A wind turbine wake is a highly diffusive vortex flow field. Although not strictly a linear flow problem, it can be modeled approximately using superposition of elementary vortex fields. This approach is called the free wake method and utilizes Lagrangian tracking of vortex filaments as the building blocks to construct 3-D flows. Except for the wakes immediately behind blade trailing edges, the wake is characterized as a number of curved vortex filaments, which are treated as discretized entities constructed from contiguous short segments with their field properties known analytically. The positions of all the constituent vortex segment end points can be updated by using the net flow velocity at those end points.
Coupling the turbine blades to this wake requires a special treatment that is different from the discrete resultant filaments. One common blade/wake model for rotary blades is the Vortex Lattice Method (VLM) with straight segments representing trailing and shed vortices, and forming quadrilateral vortex elements in the wake. Coupled with a lifting surface representation, this method is able to capture the unsteady blade loads and accurately calculate downwash for spanwise airfoil sections. However, it requires considerable computer resource and execution time. Furthermore the lattice structure with separate shed and trailed components is awkward for an evolving free wake with substantial roll-up and distortion.

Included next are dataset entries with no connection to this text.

PR #678, opened 2021-05-04
Dev053 - Template render controller

mworrell:
Add template rendering to mod_ginger_spa

### DIFF
--- a/modules/mod_ginger_base/support/ginger_environment.erl
+++ b/modules/mod_ginger_base/support/ginger_environment.erl
@@ -14,13 +14,20 @@
 %% @doc Get current environment
 -spec get(#context{}) -> dev|acc|prod.
 get(Context) ->
-    case is_dev(Context) of
-        true -> dev;
-        false ->
-            case is_acc(Context) of
-                true -> acc;
-                false -> prod
-            end
+    case z_config:get(environment) of
+        production ->
+            case is_dev(Context) of
+                true -> dev;
+                false ->
+                    case is_acc(Context) of
+                        true -> acc;
+                        false -> prod
+                    end
+            end;
+        acceptance ->
+            acc;
+        _ ->
+            dev
     end.
 
 is_dev(Context) ->
--- a/modules/mod_ginger_spa/README.md
+++ b/modules/mod_ginger_spa/README.md
@@ -1,7 +1,42 @@
 mod_ginger_spa
-========================
+==============
 
 Default template and dispatch rules for a single page app.
 
 _Only routes for which a Ginger resource with the same path exists will be served by the `page.tpl` template.
 Other routes should be manually added to the sites dispatch rules._
+
+
+Template rendering
+------------------
+
+The `controller_ginger_spa_template` renders templates and returns the result as plain text.
+
+Pass the template name in the path, example:
+
+    https://example.com/render-template/public/test.tpl
+
+This renders the template `"public/test.tpl"`.
+
+Pass arguments via the query string:
+
+    https://example.com/render-template/public/test.tpl?id=1
+
+Or in a POST body as `application/x-www-form-urlencoded` or `multipart/form-data`.
+
+Use the argument `is_cat_include=1` to render the template using a *catinclude*.
+Any `id` argument is always added as `id` to the template arguments (after mapping using `m_rsc:rid/2`), in
+this way the `id` is always available and usable for the optional catinclude.
+
+Security
+........
+
+As in Zotonic 0.x template models are not access checked there is a security using the name of the template.
+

The second method is named Constant Circulation Contour Model (CCCM). This wake model adopts an advanced blade/wake aerodynamics scheme where only resultant vortex filaments appear, accounting for both trailing and shed components. It differs from the Vortex Lattice Method in the following way. As its name suggests, each resultant vortex filament maintains the same strength (circulation) even though it is comprised of a number of straight vortex segments with various lengths and smoothing. Changes in strength are allowed only between resultant vortices. The numerical artefact of a discrete grid of trailed and shed components is avoided, the wake always satisfies the vorticity conservation theorems, and the wake filaments simulate the physical vortex lines of the actual flow. In the Vortex Lattice Method, by contrast, strengths of two neighboring vortex filaments on the same trailing vortex can be different because of the existence of shedding vortices. Another key feature of CCCM is that the number of resultant vortex filaments is subject to change due to unsteady nature of the bound circulation, leading to the creation and elimination of resultant vortices. Because of the vortex theorems, resultant filaments appear and vanish in pairs. Figure 1c and 1d illustrate this behavior.
However, the immediate representation of the wake behind blades using CCCM would affect the accuracy in calculating blade downwash, since these constant circulation contours may be unequally spaced along the blade span. The way to address this issue is to place a short vortex lattice of several chord lengths behind the blade and then to start the discrete resultant vortices from the end of the lattice, figure 2. This near-blade vortex lattice predicts local wake downwash effects accurately, consistent with the bound lattice on the blade having fixed control points. The later discretization of vortices will no longer adversely impact the blade downwash calculation as long as they are placed at the spanwise centroids of the sheet far enough behind the trailing edge. To address these issues, the present research has developed a hybrid free wake method which combines VLM and CCCM, whose schematic is shown in figure 2. The vortex lattice representation of near-blade wake assures the accuracy of blade downwash and is able to capture blade unsteady behavior associated with a tilted turbine shaft or the presence of a vertical wind velocity gradient. The transition from the lattice structure to discrete resultant vortices not only saves time because of lower complexity of CCCM than VLM, but also leads to a free wake model that behaves more naturally.
Su, K. and Bliss, D., 2017, “A hybrid free wake simulation comparison of turbine wake steering with innovative turbine designs”. Proceedings of ASME Turbo Expo 2017.